» PROBLEM
Report how many lines of the entries below contain the word "value", and nothing more.

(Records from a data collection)
···

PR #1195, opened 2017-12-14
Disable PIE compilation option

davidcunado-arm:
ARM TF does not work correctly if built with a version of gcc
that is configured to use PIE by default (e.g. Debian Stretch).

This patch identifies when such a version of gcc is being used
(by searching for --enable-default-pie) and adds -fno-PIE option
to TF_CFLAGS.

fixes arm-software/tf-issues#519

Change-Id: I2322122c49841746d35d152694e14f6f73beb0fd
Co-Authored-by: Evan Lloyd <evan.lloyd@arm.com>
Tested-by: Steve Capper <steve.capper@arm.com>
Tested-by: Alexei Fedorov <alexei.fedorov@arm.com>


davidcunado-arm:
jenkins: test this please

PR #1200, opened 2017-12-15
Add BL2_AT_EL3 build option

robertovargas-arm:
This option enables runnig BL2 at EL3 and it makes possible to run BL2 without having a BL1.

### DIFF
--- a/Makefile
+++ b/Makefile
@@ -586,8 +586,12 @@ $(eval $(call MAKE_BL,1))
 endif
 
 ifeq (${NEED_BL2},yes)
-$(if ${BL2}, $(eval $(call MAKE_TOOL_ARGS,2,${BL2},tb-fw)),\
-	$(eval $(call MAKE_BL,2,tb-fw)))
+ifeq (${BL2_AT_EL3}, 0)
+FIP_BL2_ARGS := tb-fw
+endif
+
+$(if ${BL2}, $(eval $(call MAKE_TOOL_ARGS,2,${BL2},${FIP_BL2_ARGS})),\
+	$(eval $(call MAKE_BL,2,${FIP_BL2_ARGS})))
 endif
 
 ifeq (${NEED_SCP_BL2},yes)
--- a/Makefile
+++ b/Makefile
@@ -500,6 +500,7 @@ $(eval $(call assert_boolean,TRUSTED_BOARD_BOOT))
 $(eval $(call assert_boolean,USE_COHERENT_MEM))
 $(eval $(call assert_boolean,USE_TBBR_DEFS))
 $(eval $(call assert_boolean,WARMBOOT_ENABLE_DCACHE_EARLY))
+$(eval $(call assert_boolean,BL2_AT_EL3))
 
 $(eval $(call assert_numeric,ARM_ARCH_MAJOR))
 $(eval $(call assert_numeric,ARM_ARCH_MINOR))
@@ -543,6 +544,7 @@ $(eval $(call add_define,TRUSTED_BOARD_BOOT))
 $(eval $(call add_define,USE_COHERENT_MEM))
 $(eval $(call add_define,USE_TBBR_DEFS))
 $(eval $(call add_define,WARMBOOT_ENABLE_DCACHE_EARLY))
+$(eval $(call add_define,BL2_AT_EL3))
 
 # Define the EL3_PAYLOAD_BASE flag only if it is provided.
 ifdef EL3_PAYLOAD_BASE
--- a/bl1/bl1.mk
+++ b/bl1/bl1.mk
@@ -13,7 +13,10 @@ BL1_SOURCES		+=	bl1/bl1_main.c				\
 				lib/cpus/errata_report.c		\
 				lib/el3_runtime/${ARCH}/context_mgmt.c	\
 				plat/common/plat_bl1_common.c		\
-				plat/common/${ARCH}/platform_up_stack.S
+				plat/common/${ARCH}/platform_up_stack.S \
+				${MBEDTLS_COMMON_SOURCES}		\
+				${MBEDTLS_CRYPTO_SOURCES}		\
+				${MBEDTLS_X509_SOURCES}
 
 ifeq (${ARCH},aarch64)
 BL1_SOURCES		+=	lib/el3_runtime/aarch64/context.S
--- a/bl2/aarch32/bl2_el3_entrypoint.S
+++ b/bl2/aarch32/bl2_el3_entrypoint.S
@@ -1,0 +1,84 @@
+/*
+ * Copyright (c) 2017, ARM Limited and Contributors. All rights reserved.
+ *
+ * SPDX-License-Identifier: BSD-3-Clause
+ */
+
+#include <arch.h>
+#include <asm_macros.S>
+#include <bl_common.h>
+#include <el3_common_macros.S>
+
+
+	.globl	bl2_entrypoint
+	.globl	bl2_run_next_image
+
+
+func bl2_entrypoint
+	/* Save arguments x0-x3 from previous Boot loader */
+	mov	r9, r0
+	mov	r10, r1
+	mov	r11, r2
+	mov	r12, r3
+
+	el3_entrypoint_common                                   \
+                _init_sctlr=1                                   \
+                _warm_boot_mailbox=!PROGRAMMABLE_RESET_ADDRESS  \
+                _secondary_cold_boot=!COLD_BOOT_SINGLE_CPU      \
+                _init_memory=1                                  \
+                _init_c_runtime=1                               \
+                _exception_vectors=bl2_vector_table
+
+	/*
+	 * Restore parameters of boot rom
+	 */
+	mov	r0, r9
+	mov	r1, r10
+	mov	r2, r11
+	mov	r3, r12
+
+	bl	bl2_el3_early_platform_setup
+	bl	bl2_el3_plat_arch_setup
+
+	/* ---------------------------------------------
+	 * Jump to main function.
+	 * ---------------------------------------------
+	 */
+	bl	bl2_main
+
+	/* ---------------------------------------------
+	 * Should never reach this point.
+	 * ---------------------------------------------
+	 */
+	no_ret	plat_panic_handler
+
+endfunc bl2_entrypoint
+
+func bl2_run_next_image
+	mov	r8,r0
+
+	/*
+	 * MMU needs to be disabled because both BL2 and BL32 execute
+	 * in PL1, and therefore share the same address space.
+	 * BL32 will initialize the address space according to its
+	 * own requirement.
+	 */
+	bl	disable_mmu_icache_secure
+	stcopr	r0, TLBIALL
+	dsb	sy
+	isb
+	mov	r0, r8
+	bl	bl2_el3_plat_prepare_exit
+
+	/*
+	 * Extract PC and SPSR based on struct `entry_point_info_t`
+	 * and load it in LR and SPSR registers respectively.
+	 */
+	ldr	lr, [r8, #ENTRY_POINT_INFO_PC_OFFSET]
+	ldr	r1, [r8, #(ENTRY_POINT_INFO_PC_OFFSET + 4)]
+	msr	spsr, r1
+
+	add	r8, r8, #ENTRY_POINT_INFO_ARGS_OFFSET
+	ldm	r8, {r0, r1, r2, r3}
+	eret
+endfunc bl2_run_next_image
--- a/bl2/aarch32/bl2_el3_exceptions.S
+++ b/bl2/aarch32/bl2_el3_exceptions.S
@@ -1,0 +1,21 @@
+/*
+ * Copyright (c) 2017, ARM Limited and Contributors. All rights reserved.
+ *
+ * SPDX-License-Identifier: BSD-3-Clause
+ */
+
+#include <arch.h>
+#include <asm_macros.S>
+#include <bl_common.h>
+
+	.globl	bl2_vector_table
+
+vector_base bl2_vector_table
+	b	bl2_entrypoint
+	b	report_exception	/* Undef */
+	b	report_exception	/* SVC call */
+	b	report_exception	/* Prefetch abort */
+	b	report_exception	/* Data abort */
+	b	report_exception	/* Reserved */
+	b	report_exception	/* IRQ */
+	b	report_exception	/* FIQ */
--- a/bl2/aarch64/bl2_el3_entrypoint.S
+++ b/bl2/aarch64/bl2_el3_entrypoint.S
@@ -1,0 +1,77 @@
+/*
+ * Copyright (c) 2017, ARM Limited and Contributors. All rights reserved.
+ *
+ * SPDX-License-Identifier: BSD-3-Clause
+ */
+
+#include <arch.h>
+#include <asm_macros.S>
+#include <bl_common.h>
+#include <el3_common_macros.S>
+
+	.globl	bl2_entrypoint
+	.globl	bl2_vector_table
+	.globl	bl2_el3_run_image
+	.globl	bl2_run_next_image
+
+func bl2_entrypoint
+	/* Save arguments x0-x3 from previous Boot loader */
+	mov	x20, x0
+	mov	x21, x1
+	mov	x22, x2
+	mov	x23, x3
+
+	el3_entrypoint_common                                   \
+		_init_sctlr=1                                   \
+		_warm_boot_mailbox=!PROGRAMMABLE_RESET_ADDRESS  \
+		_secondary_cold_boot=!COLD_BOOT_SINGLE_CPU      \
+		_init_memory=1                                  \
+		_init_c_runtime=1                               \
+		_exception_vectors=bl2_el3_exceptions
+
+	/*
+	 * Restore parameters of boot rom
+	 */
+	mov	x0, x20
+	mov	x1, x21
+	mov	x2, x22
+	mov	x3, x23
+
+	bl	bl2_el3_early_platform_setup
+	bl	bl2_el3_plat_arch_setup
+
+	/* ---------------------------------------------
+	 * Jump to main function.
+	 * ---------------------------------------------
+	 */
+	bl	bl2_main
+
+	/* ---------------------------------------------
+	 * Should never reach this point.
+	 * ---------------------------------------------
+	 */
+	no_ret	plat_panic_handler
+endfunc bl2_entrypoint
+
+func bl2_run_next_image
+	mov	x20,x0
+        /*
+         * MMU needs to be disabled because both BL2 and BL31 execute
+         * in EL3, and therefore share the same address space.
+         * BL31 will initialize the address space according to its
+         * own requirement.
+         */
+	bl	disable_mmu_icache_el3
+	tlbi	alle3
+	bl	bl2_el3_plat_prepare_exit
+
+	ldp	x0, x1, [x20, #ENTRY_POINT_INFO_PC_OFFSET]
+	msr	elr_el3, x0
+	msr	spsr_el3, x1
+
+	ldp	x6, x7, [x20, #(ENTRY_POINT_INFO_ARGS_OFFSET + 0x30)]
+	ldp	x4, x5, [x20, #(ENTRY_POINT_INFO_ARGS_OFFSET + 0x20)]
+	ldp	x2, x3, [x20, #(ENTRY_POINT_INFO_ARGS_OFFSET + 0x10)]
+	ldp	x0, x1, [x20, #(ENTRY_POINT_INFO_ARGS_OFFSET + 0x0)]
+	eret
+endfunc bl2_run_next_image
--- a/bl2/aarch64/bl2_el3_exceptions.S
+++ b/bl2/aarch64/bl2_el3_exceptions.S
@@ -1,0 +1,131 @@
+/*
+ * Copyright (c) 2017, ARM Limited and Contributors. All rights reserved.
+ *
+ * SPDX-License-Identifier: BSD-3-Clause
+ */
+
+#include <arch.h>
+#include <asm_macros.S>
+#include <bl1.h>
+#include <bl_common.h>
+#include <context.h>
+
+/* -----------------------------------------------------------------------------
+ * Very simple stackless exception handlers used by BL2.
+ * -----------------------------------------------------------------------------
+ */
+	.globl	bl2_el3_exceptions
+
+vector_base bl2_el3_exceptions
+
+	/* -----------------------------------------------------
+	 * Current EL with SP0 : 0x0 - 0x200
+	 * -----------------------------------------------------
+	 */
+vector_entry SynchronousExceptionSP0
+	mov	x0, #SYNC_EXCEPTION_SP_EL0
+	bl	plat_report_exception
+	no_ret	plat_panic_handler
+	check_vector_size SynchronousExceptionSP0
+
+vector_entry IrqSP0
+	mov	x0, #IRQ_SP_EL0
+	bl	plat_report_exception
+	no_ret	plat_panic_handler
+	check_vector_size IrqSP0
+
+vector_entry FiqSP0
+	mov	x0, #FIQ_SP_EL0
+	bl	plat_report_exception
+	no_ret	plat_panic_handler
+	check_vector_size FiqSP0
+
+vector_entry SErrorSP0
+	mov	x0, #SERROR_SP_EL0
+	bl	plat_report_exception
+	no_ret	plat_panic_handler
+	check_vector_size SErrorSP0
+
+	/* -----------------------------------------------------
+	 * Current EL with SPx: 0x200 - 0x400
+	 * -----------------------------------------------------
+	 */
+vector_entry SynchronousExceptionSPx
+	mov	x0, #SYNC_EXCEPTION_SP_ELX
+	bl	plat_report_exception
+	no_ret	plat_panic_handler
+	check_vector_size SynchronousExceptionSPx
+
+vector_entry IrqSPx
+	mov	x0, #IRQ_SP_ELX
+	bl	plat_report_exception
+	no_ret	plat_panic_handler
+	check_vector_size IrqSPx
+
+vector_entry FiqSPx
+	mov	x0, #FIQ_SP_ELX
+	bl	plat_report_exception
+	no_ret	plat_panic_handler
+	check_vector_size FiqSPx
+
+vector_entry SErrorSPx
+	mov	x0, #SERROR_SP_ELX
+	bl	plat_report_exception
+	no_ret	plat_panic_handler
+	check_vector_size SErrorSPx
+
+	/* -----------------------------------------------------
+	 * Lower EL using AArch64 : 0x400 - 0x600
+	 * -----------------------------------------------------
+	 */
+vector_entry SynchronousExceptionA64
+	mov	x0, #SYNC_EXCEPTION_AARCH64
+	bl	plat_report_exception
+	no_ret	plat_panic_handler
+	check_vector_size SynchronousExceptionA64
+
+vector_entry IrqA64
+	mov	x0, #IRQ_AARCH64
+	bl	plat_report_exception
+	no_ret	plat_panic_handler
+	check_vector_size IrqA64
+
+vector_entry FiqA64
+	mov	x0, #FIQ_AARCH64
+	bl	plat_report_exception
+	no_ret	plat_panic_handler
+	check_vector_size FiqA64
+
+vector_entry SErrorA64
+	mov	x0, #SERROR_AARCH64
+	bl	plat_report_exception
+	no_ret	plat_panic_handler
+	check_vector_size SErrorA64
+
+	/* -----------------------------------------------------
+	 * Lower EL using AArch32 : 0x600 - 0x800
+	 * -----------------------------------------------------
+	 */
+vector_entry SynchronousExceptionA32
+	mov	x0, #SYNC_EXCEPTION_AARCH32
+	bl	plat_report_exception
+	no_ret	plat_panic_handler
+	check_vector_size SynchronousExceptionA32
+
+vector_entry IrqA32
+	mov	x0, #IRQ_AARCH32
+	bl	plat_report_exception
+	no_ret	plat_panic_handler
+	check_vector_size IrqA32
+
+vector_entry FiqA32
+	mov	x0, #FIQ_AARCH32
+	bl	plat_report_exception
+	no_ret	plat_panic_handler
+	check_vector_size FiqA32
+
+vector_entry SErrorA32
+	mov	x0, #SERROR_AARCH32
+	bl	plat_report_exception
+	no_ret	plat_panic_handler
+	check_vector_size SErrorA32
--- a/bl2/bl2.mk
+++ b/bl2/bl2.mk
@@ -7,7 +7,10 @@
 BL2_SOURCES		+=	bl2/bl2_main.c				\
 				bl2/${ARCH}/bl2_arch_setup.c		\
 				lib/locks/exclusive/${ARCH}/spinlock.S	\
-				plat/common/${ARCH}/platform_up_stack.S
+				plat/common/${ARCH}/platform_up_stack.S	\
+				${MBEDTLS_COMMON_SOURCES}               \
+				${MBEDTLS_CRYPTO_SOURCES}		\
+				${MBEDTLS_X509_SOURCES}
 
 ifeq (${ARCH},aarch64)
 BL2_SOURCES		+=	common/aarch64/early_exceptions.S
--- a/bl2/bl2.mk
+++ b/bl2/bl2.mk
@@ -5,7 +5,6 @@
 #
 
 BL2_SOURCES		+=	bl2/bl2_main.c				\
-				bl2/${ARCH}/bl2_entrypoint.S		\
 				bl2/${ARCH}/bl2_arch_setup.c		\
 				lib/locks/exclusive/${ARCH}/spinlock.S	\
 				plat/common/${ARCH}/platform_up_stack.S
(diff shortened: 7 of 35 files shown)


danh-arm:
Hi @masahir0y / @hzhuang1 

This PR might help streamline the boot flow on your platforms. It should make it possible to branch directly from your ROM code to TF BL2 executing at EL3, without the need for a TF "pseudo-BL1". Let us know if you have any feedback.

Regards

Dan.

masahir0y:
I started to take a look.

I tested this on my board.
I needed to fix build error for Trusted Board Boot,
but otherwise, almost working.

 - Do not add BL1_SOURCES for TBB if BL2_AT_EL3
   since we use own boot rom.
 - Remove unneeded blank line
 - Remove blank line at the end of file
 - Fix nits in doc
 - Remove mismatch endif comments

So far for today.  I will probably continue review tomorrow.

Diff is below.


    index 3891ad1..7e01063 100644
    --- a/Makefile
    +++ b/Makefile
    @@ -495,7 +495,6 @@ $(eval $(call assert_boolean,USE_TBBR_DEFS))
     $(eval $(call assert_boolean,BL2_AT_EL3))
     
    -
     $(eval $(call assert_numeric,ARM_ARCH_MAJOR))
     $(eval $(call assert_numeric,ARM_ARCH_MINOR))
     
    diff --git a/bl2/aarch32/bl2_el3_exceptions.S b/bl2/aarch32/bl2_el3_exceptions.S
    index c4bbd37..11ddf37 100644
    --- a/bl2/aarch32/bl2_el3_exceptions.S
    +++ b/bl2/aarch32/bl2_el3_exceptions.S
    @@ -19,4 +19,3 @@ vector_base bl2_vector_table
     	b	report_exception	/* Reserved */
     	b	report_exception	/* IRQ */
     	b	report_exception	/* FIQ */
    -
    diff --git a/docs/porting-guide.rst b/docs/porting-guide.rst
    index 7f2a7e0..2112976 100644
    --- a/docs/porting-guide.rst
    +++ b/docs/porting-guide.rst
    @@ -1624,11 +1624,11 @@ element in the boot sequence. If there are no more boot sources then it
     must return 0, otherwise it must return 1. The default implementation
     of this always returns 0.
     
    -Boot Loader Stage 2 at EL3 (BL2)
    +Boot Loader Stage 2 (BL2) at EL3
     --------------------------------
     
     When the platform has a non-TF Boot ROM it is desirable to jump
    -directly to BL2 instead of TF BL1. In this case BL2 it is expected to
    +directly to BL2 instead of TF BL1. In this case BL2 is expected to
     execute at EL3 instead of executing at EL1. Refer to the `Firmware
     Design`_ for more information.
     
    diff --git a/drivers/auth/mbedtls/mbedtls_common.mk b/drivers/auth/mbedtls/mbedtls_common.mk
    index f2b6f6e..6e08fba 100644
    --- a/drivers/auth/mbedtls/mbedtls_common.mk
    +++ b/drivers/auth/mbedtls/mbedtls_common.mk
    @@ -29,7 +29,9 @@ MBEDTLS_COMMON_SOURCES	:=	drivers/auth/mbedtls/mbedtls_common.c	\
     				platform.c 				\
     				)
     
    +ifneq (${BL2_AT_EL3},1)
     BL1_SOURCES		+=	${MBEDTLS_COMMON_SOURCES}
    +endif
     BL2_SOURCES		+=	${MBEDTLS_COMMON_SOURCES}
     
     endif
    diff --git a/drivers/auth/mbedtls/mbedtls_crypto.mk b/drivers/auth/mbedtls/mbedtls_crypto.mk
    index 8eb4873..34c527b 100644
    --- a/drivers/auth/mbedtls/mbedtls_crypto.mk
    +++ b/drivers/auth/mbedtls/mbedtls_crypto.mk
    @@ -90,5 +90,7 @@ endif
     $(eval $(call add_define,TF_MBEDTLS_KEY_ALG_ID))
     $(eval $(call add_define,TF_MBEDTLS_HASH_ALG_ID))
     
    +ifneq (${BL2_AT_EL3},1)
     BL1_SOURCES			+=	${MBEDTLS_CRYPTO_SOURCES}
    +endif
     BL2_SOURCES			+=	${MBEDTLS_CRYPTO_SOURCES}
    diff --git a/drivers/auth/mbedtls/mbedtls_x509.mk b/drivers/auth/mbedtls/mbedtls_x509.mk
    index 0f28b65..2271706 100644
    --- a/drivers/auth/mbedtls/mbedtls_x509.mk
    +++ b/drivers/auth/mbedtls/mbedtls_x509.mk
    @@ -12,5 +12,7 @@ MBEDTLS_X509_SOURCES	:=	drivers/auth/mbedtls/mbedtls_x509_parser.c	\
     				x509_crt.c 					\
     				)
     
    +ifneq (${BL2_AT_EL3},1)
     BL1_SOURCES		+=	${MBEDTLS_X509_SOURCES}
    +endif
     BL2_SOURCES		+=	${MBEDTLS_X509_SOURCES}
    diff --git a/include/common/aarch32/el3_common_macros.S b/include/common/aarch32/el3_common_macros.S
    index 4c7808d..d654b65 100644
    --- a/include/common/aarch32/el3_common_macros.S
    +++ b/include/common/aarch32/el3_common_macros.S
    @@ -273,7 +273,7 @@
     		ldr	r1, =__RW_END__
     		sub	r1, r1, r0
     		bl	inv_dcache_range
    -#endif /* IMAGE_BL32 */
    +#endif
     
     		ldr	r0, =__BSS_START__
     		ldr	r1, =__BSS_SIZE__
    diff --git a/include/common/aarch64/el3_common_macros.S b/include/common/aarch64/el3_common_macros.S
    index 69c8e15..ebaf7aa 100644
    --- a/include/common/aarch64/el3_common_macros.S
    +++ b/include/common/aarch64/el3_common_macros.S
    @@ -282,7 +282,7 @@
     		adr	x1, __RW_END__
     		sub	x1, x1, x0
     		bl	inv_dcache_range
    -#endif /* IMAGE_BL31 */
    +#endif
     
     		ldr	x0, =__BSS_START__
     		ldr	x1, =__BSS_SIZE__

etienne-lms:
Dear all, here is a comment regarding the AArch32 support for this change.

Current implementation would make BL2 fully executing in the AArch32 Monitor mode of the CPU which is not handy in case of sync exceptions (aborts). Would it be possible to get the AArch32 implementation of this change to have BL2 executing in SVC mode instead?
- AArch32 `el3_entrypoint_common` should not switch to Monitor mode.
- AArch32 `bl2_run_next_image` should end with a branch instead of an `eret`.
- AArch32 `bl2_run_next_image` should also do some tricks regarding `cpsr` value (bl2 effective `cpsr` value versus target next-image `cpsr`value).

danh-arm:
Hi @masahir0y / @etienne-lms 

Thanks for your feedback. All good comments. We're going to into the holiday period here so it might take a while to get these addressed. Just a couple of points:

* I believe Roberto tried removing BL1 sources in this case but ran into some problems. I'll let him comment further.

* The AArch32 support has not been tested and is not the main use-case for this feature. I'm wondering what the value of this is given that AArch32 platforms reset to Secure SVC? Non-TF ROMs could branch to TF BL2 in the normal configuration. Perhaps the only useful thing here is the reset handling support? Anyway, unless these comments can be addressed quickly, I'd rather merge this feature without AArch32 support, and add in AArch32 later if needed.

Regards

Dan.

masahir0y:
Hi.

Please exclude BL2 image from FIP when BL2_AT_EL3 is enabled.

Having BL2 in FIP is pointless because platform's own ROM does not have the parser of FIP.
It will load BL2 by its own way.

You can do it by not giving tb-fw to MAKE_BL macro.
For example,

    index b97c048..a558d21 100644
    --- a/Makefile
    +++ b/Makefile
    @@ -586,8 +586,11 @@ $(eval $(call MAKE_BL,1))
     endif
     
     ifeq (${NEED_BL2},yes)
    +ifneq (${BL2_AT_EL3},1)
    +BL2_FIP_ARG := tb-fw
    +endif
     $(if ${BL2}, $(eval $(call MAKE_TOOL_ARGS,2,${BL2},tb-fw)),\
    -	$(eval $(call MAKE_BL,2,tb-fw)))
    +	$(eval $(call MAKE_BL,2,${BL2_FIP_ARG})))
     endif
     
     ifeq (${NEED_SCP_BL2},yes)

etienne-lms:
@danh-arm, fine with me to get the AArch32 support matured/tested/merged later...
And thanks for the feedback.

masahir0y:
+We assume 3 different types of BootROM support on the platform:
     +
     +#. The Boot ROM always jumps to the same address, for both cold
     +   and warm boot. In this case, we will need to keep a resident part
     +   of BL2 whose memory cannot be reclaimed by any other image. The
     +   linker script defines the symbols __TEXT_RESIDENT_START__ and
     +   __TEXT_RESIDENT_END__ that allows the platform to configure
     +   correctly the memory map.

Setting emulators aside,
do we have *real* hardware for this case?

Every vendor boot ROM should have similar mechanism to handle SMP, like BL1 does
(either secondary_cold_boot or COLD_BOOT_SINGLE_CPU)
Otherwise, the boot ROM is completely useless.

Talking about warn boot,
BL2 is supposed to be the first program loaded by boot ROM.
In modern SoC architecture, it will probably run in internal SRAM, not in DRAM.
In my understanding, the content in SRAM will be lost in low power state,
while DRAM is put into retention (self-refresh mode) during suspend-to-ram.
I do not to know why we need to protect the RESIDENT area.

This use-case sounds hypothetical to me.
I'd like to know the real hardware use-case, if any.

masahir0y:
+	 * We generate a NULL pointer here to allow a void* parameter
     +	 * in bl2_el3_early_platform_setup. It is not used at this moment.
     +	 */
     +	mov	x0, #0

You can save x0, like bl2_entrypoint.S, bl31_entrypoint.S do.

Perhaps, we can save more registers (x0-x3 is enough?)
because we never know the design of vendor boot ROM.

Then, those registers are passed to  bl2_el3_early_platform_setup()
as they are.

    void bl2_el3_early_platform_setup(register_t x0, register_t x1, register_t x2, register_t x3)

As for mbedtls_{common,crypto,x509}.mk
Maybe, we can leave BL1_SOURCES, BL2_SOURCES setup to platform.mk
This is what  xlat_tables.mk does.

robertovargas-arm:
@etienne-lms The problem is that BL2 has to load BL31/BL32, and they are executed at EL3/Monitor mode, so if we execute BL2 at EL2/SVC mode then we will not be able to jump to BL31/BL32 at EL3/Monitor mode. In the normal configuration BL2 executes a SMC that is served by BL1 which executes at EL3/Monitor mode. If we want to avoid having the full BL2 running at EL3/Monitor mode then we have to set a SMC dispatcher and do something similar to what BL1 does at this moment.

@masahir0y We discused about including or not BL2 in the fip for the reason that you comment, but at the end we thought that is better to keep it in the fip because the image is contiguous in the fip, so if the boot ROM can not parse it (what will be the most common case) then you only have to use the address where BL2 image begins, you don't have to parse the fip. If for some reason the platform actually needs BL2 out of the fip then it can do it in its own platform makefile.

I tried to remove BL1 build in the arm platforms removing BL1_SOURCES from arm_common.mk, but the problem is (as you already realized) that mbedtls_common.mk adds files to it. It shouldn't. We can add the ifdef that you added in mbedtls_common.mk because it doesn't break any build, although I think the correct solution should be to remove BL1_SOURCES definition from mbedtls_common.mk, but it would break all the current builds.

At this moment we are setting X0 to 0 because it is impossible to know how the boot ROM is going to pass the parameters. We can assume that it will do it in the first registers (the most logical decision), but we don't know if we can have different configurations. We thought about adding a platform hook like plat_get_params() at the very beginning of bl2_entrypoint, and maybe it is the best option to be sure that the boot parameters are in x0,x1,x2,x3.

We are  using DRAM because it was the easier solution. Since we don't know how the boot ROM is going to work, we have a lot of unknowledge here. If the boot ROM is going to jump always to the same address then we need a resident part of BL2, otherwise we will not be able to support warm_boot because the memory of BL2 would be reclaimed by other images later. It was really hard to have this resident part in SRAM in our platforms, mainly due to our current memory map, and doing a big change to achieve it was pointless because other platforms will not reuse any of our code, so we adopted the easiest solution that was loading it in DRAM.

···

» TASK ANSWER
2